I have a difficult time being in crowds.
That's no secret to those who know me well. I suffer from claustrophobia, like thousands of other people. Mine is severe enough that I can't go through drive-throughs and I have problems driving in big cities where the traffic is bumper to bumper.
It felt that way Thursday night at the Joplin Chamber of Commerce Banquet. It was hard to move a step without running into someone. I had that panicky feeling for the entire three hours I was at the John Q. Hammons Convention Center.
I have never felt as relieved as I did when I finally stepped outside after the banquet had concluded.
That being said, it was an experience that I wouldn't have missed for the world. I wasn't looking forward to the event, but since I was one of five Joplin middle school teachers nominated for the Golden Apple Award, I had to be there. I will be the first to tell you, awards don't mean that much. I have 70 to 80 wooden plaques and certificates in two drawers in my bedroom that don't mean anything to anyone. They are just symbols of something I used to do for a living.
I only keep two awards where anyone can see them. One is a plaque I received from Mothers Against Drunk Driving. The other is a little ornamental golden apple given to me by the young woman who nominated me for the Golden Apple Award, a Joplin High School freshman named Lindsey Hamm.
The moment at the Chamber gathering that made it all worthwhile took place before the banquet when I picked up a packet that contained the nomination letters written by Lindsey and by her mother, Mary Hamm. As I read through those letters, I was happy I had a bad cold that night. We all know that people's eyes water when they have bad colds, right?
I won't quote from those letters, but both talked about how I had reached the students and helped them to learn to express themselves through writing.
Those words especially meant a great deal to me considering the things that happened in the last few days that I was with the Diamond R-4 School District.
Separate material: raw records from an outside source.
PR #300, opened 2017-03-04
Fix all detected race condition

iketheadore:
- Rewrite the daemon/gnet connection pool to make it thread safe
- Rewrite member variables in daemon.go to make it thread safe


src/daemon/gnet/pool.go
```diff
@@ -115,523 +117,568 @@ type Connection struct {
...
+
+// NewConnection creates a new Connection around a net.Conn.  Trying to make a connection
+// to an address that is already connected will panic.
+func (pool *ConnectionPool) NewConnection(conn net.Conn) (*Connection, error) {
+	a := conn.RemoteAddr().String()
+	c := make(chan struct{})
+	var nc *Connection
+	var err error
+	pool.memChannel <- func() {
+		defer func() {
```
logrusorgru:
```go
c := make(chan struct{})
pool.memChannel <- func() {
     defer close(c)
    // stuff here
}
<-c
return
```

src/daemon/gnet/pool.go
```diff
@@ -115,523 +117,568 @@ type Connection struct {
...
+	close(pool.Quit)
+	pool.listener.Close()
+	pool.listener = nil
+	pool.pool = make(map[int]*Connection)
+	pool.addresses = make(map[string]*Connection)
+}
+
+// NewConnection creates a new Connection around a net.Conn.  Trying to make a connection
+// to an address that is already connected will panic.
+func (pool *ConnectionPool) NewConnection(conn net.Conn) (*Connection, error) {
```
logrusorgru: It's possible to use
```go
func (pool *ConnectionPool) NewConnection(conn net.Conn) (nc *Connection, err error) {
    // blah
   return // nc, err
}
```
instead of 
```go
var nc *Connection
var err error
// blah
return nc, err
```

src/daemon/gnet/pool.go
```diff
@@ -115,523 +117,568 @@ type Connection struct {
...
-	conns := make([]*Connection, len(self.Pool))
-	i := 0
-	for _, c := range self.Pool {
-		conns[i] = c
-		i++
-	}
-	return conns
-}
+	// process the received message
+	go func() {
```
logrusorgru: the same as
```go
go func() {
    <-q // read the channel and retrurn
}()
```

iketheadore: Hi @logrusorgru, this code has already been deleted in the latest commit

src/daemon/gnet/pool.go
iketheadore: Thanks, I will change it

src/daemon/gnet/pool.go
iketheadore: Thanks, this looks much cleaner, I will use it in strand function.

src/daemon/gnet/pool.go
logrusorgru: Never mind, I just want to receive notifications about the PR.

skycoin:
Great job!

PR #303, opened 2017-03-11
src/cipher/encoder failed test case for fields

logrusorgru:
src/cipher/encoder fields related failed tests case

The problem is: the encoder can decode structs from structs but we need a way to decode this structs back. But we're using 1-demensional schema (see `encoder.StructField`). It seems that we need another `StructField`.


logrusorgru:
It treats fields kind of `reflect.Array` as `cipher.SHA256` and structs too (so wired but true). And returning to structs in structs, we can't determine size of field.

logrusorgru:
+ move from `ParseFields(blah) map[string]string` to ParseFields(blah) (map[string]interface{}, error)
+ remove unnecessary coping

logrusorgru:
Remove test cases that we don't need anymore.

logrusorgru:
Don't need anymore

PR #358, opened 2017-06-12
Add local dup wallet checking

iketheadore:
Check the first address of each wallet to see if this wallet is duplicated, if found the first address is dup, then choose the wallet whose address number is bigger.

### Note:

Most teachers never have to attend a school board meeting in which a superintendent states for the public (and there was a sizable crowd at the meeting) that they are being placed on an unpaid leave of absence because their removal "will affect the least number of students." The superintendent said he had asked the principals to name the teachers whose removal would affect the least number of students. That meant that the superintendent and my principal had both signed off on this. (I later found out that this was just another lie and that the principal was never asked, but was told that I was the one who was to be let go.)
I know I should have considered the source and not let those words affect me, but I kept thinking of all those people who heard them and the words have stayed with me ever since.
I was always told if you worked hard and did a good job, good things would happen for you. That wasn't the way it worked in newspapers, so when I went back to what I had wanted to do in the first place, teaching, I worked hard, then I anxiously awaited each year for that day when I was given a contract for the next year. On that day, I could breathe a sigh of relief, knowing that I had a job for the next school year.
I learned in the summer of 2003 that the contract didn't mean anything either. All school officials had to say is that they had a money problem and they could get rid of any teacher even after the contract is signed...so now even signing a contract doesn't leave me feeling comfortable.
I wasn't the Golden Apple winner Thursday night, a fine communication arts teacher for Memorial Middle School, Linda Norwood, earned that honor. It would have been nice, but there are hundreds of teachers who are deserving of recognition who weren't even nominated...I was one of the lucky ones.
I had already received my award, reading what Lindsey Hamm and her mother had written about me. Teachers always wonder if they are reaching their students, thanks to Lindsey I know I have reached at least one, and hopefully, many others.